[Saved data entries]
-=-=-
PR #218, opened 2026-06-06
fix(storage): model fdatasync not persisting a set_len truncation (#158)

### LINKED ISSUE #158: [TASK] InMemoryFile: model fdatasync not persisting set_len metadata (sync_data vs sync_all)
## Context

`InMemoryFile` (`crates/ironbus-storage/src/io.rs`) models `sync_data` (fdatasync) and `sync_all` (fsync) identically: both capture the full live image, including the file length, as the durable image. On a real disk, `fdatasync` flushes data but is not required to persist metadata such as a length change from `set_len` (truncation/extension). So a `set_len` followed by only `sync_data` is modeled as durable but may not be on real hardware.

Surfaced by the self-review on #157 (item N3). It is a sim-vs-real divergence that the recovery code consuming the IO/fs seam could rely on: a recovery step that truncates a torn tail with `set_len` and then only `sync_data`s would pass in the simulation but might not persist the truncation on a power cut.

## Task

Decide and encode the durability contract for length metadata, then make the in-memory model match:

- Either treat `set_len` as requiring `sync_all` (fsync) to become durable, and have `simulate_power_loss` restore the length from the last `sync_all`, not the last `sync_data`; or
- Document that IronBus always pairs a recovery truncation with `sync_all` (which is the conservative real-disk requirement) and add a debug assertion / test that the truncation path uses `sync_all`.

Add a test that a `set_len` + `sync_data` (only) does NOT survive a simulated power loss under the chosen contract, and that `set_len` + `sync_all` does.

## Scope

Durability-model fidelity for the fsync policy and power-loss contract; refs #6.

ELares:
## What

Resolves #158. `InMemoryFile` modeled `sync_data` (fdatasync) and `sync_all` (fsync) identically: both snapshotted the full live image, including the file length, as the durable image. A real `fdatasync` flushes data but is **not** required to persist metadata such as a length shrink from `set_len`, so a `set_len` truncation that was only `sync_data`'d was modeled as durable when on real hardware it may not be.

The `RandomAccessFile` trait **already documents** the contract ("The new length is metadata, so it is only crash-durable after `sync_all`"). This PR makes the in-memory implementation actually enforce it.

## The contract (now encoded)

- `sync_data` (fdatasync): persists file data and any growth that data caused, but does **not** persist a `set_len` length shrink. The durable image keeps its old length and the bytes beyond the new live length.
- `sync_all` (fsync): a full barrier, persisting data **and** the length, including a truncation.
- `simulate_power_loss` therefore reverts a truncation that was only `sync_data`'d, restoring the pre-truncation length and the tail bytes; an in-place edit made under an unsynced truncation still survives via fdatasync.

Truncation is the **only** length change IronBus makes through `set_len` (recovery drops a torn tail, then `sync_all`s, in `Log::recover` at `log.rs`), and this model now enforces that pairing: a regression that truncated with only `sync_data` would fail the crash-recovery sweep.

## Why the one test change

`recovery_is_idempotent_after_a_fault_during_recovery` built its durable torn tail with `set_len(len - 3)` + `sync_data`. Under the faithful contract that truncation is **not** durable, so the subsequent `simulate_power_loss` would restore the full (un-torn) image and recovery's truncation branch would never re-fire, making the test vacuous. It now uses `sync_all` to make the torn-tail image genuinely durable, which is exactly what the test intends ("the torn-tail image is the durable on-disk reality"). This is the model correctly surfacing an unfaithful shortcut.

## Tests added

- `a_truncation_is_durable_only_after_sync_all`: a `set_len` shrink + `sync_data` is reverted by a power loss (old length and tail return); a `set_len` shrink + `sync_all` survives.
- `fdatasync_persists_an_in_place_edit_under_an_unsynced_truncation`: a data edit within the surviving range is durable via fdatasync even while the truncation is not, so the power-loss image keeps the edit and the un-truncated tail (per-byte faithfulness).

## Verification

- `crash_recovery` + `determinism` sweeps pass at `PROPTEST_CASES=5000`; all 109 storage unit tests green.

Relates to #6 (durability contract) and #21 (crash-class gates).

Closes #158

### DIFF
--- a/CHANGELOG.md
+++ b/CHANGELOG.md
@@ -7,6 +7,7 @@ to follow Semantic Versioning once it reaches a tagged release.
 ## [Unreleased]
 
 ### Fixed
+- `InMemoryFile` modeled `fdatasync` (`sync_data`) and `fsync` (`sync_all`) identically, treating a `set_len` truncation as durable after either (#158). A real `fdatasync` flushes data but need not persist a length-shrink (metadata), so the simulation now reverts a truncation that was only `sync_data`'d on a power loss and persists it only after `sync_all`, while in-place edits and data growth stay durable under `fdatasync`. This pins the conservative real-disk contract that `Log::recover` already follows (truncate a torn tail, then `sync_all`); a regression that truncated with only `sync_data` would now fail the crash-recovery sweep. Includes two model tests and updates the recovery-idempotence gate's torn-tail setup to make the truncation durable via `sync_all` (refs #6, #21).
 - The `dead_letter_iff_a_finite_cap_is_exceeded` delivery proptest no longer relies on a `prop_assume!` that rejected ~2.5% of inputs: under a deep (nightly) sweep that exhausted proptest's global-reject budget and aborted the test. The strategy now generates only valid configs (max == 0 forces the unlimited opt-in), so it rejects nothing and is robust at any case count (refs #21).
 
 ### Added
--- a/crates/ironbus-storage/src/io.rs
+++ b/crates/ironbus-storage/src/io.rs
@@ -108,7 +108,10 @@ fn invalid_input(msg: &'static str) -> io::Error {
 struct State {
     /// The current (possibly-unsynced) bytes.
     live: Vec<u8>,
-    /// The bytes as of the last sync: the only bytes that survive a power loss.
+    /// The bytes that survive a power loss. Its length is the durable file length, which
+    /// `sync_data` (fdatasync) advances for data but never shrinks for a `set_len`
+    /// truncation (length is metadata): only `sync_all` (fsync) makes a truncation
+    /// durable. See the sync methods below and [`InMemoryFile`] for the contract.
     durable: Vec<u8>,
 }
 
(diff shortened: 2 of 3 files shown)


ELares:
## Independent adversarial review: SOLID (model faithful, test change load-bearing not masking a regression)

An independent reviewer was tasked to refute the model and to prove the one test change does NOT hide a regression. It hand-traced every case and returned SOLID on all six probes.

1. **New `sync_data` is internally correct and POSIX-faithful.** Cases traced by hand: write-growth stays durable; `set_len(3)` + `sync_data` keeps durable at the old length (truncation reverted on power loss); an edit under an unsynced truncation yields `XBCDEF` (edit durable, tail returns); a `sync_all`'d truncation persists. The `durable[..live.len()]` slice is guarded by the `live.len() < durable.len()` else-branch, so no panic; the `>=` boundary (equal lengths) takes the full-clone path. **SOLID**
2. **Matches POSIX (`fdatasync` persists data + metadata needed to read it; a shrink is not).** Independently grepped non-test `set_len`: only `log.rs` recovery (shrink) and `checkpoint.rs` `set_len(0)`-before-write (an extension, durable under any model). No `set_len` extension elsewhere, so the documented scoping is accurate and the model is sound for actual usage. **SOLID**
3. **The `sync_data` -> `sync_all` test change is load-bearing, not a cover-up.** The reviewer traced that under the new model with the OLD test code, `set_len(len-3)` + `sync_data` leaves the durable image at full length, so the power loss restores the intact image, recovery finds nothing to truncate, and `recovered_truncated_bytes() > 0` FAILS. Switching to `sync_all` restores the test's original intent (a genuinely durable torn tail) and still exercises (i) the first recovery's faulting `sync_all`, (ii) a power loss reverting that truncation, (iii) a second recovery that re-truncates. Non-vacuous. **SOLID**
4. **Blast radius independently re-derived: exactly one test needed updating.** Every other `set_len`+`sync_data` site (`crash_recovery.rs` 150/172, `log.rs` 728/1159) either does not simulate a power loss (recovery reads the truncated live image) or pairs `set_len(0)` with a re-extending write. No missed regression. **SOLID**
5. **Both new tests are non-vacuous:** each uses `simulate_power_loss` and would fail under the old (identical-sync) model or a naive tail/edit-dropping model. **SOLID**
6. **No em/en dashes.** **SOLID**

**Overall:** the model faithfully enforces the fdatasync/fsync distinction that `Log::recover` already assumes, and the crash-recovery sweep will now fail if a regression reintroduces sync_data-persists-truncation. CI is 12/12 green on `4c06d2e` (3-OS tests + clippy + msrv 1.78 + 3 musl triples + no-IO lint + cargo-deny + SPDX); sweeps verified at PROPTEST_CASES=5000 locally. Merging.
-=-=-
Return, line for line and unchanged, the data from its first line through the line containing "on real hardware.".

- ANSWER TO THE PROBLEM -
PR #218, opened 2026-06-06
fix(storage): model fdatasync not persisting a set_len truncation (#158)

### LINKED ISSUE #158: [TASK] InMemoryFile: model fdatasync not persisting set_len metadata (sync_data vs sync_all)
## Context

`InMemoryFile` (`crates/ironbus-storage/src/io.rs`) models `sync_data` (fdatasync) and `sync_all` (fsync) identically: both capture the full live image, including the file length, as the durable image. On a real disk, `fdatasync` flushes data but is not required to persist metadata such as a length change from `set_len` (truncation/extension). So a `set_len` followed by only `sync_data` is modeled as durable but may not be on real hardware.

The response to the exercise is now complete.